PR #3152, opened 2019-06-27
Modules 2.0

filrak:
### Related issues

closes https://github.com/DivanteLtd/vue-storefront/issues/3144

New modules API. Motivations can be found on https://github.com/DivanteLtd/vue-storefront/issues/3144

### Scope

- [x] New modules API
- [x] Create independent lerna package for `@vue-storefront/module`
- [x] Module template
- [x] Module npm package boilerplate
- [x] Hooks API
- [ ] Define Hooks
- [ ] Unit tests
- [ ] Rewrite core modules to new API
- [x] Add depreciation note on old modules via `Logger`
- [x] Build `@vue-storefront/module` as npm package in vanilla js and publish


pkarw:
I like this idea a lot! Really! Let's make it happen in 1.11.

Some insights from my side:
- @patzick suggested to have the events definitions on the module level - I like this idea,
- we don't have any mechanism to unbind the events - isn't there a risk that one function will be added and then executed multiple time if the user won't be avare of this consequence? I mean when you add the listener in the `mounted()` - it will be added each time the component is mounted. I think it would be safe to add kind of hashing / safety key for that (maybe an optional key like `listenerUniqueIdentifier` so the user could control - for the selected event listeners if they're added always once or multiple times) ?

filrak:
>  @patzick suggested to have the events definitions on the module level - I like this idea,

You mean to let people add their own hooks inside module? I think making factory methods for public hooks would be sufficient in tat case. @patzick WDYT?

@pkarw regarding your concerns about hooks. Imho we shouldn't have any under the hood checks like this:
- first: hooks are generally not meant to be used in components (but ofc they can be)
- second: depending on situation user might want to run hook from a given component multiple times (e.g. while placing an order). If he/she wants to make it a one-timer it's straightforward to add some flag inside hook function (`onHook(() => { if(flag) something() })`) to have this feature. Imho iImho we shouldn't expand our API for things that are easily doable for the users anyways It's another thing to maintain and think about in terms of breaking changes yet gives us nothing in return.

pkarw:
@filrak OK, thanks for the comment

filrak:
Thank you! ;)

filrak:
Most of the work has been done. You can start reviewing :)

core/modules/catalog/index.ts
```diff
@@ -1,20 +1,33 @@
...
-    { key: 'tax', module: taxModule },
-    { key: 'category', module: categoryModule }
-  ] },
-  beforeRegistration
-})
+export const CatalogModule: StorefrontModule = function (app, store, router, moduleConfig, appConfig) {
+  const storeView = currentStoreView()
+  const dbNamePrefix = storeView.storeCode ? storeView.storeCode + '-' : ''
+
+  initCacheStorage('categories')
```
pkarw: We should refactor this to ‚StorageManager.set’ - to have the same syntax like above (this function does exactly the same just for different storeName). The attributes store is the only one still needed (we can remove the other ones)

packages/module/.gitignore
```diff
@@ -0,0 +1,2 @@
+*.js
+*.d.ts
```
patzick: why type definition files should be ignored here?

packages/module/tests.spec.ts
```diff
@@ -0,0 +1,18 @@
+// import { refs, injectReferences } from "./index"
```
patzick: remove or update :)

filrak: I commented to update in next iteration (i want to merge it asap bc of conflicts) but If this hurts your eyes i can delete and copy from older commits

packages/module/.gitignore
filrak: All. During a build step and publishing step i compile ts to js/d.ts files. It's just to prevent autocommiting them.

core/modules/catalog/index.ts
pkarw: We need to remove `categories` and `products` keep only `attribbutes`

patzick:
@filrak please fix tests so we could merge this PR :)

filrak:
@patzick fixed by @lukeromanowicz ;)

-=-=-

§ ACTIVITY
Write the material out once more, keeping each line exact.

§ RESPONSE FOR THIS EXERCISE
PR #3152, opened 2019-06-27
Modules 2.0

filrak:
### Related issues

closes https://github.com/DivanteLtd/vue-storefront/issues/3144

New modules API. Motivations can be found on https://github.com/DivanteLtd/vue-storefront/issues/3144

### Scope

- [x] New modules API
- [x] Create independent lerna package for `@vue-storefront/module`
- [x] Module template
- [x] Module npm package boilerplate
- [x] Hooks API
- [ ] Define Hooks
- [ ] Unit tests
- [ ] Rewrite core modules to new API
- [x] Add depreciation note on old modules via `Logger`
- [x] Build `@vue-storefront/module` as npm package in vanilla js and publish


pkarw:
I like this idea a lot! Really! Let's make it happen in 1.11.

Some insights from my side:
- @patzick suggested to have the events definitions on the module level - I like this idea,
- we don't have any mechanism to unbind the events - isn't there a risk that one function will be added and then executed multiple time if the user won't be avare of this consequence? I mean when you add the listener in the `mounted()` - it will be added each time the component is mounted. I think it would be safe to add kind of hashing / safety key for that (maybe an optional key like `listenerUniqueIdentifier` so the user could control - for the selected event listeners if they're added always once or multiple times) ?

filrak:
>  @patzick suggested to have the events definitions on the module level - I like this idea,

You mean to let people add their own hooks inside module? I think making factory methods for public hooks would be sufficient in tat case. @patzick WDYT?

@pkarw regarding your concerns about hooks. Imho we shouldn't have any under the hood checks like this:
- first: hooks are generally not meant to be used in components (but ofc they can be)
- second: depending on situation user might want to run hook from a given component multiple times (e.g. while placing an order). If he/she wants to make it a one-timer it's straightforward to add some flag inside hook function (`onHook(() => { if(flag) something() })`) to have this feature. Imho iImho we shouldn't expand our API for things that are easily doable for the users anyways It's another thing to maintain and think about in terms of breaking changes yet gives us nothing in return.

pkarw:
@filrak OK, thanks for the comment

filrak:
Thank you! ;)

filrak:
Most of the work has been done. You can start reviewing :)

core/modules/catalog/index.ts
```diff
@@ -1,20 +1,33 @@
...
-    { key: 'tax', module: taxModule },
-    { key: 'category', module: categoryModule }
-  ] },
-  beforeRegistration
-})
+export const CatalogModule: StorefrontModule = function (app, store, router, moduleConfig, appConfig) {
+  const storeView = currentStoreView()
+  const dbNamePrefix = storeView.storeCode ? storeView.storeCode + '-' : ''
+
+  initCacheStorage('categories')
```
pkarw: We should refactor this to ‚StorageManager.set’ - to have the same syntax like above (this function does exactly the same just for different storeName). The attributes store is the only one still needed (we can remove the other ones)

packages/module/.gitignore
```diff
@@ -0,0 +1,2 @@
+*.js
+*.d.ts
```
patzick: why type definition files should be ignored here?

packages/module/tests.spec.ts
```diff
@@ -0,0 +1,18 @@
+// import { refs, injectReferences } from "./index"
```
patzick: remove or update :)

filrak: I commented to update in next iteration (i want to merge it asap bc of conflicts) but If this hurts your eyes i can delete and copy from older commits

packages/module/.gitignore
filrak: All. During a build step and publishing step i compile ts to js/d.ts files. It's just to prevent autocommiting them.

core/modules/catalog/index.ts
pkarw: We need to remove `categories` and `products` keep only `attribbutes`

patzick:
@filrak please fix tests so we could merge this PR :)

filrak:
@patzick fixed by @lukeromanowicz ;)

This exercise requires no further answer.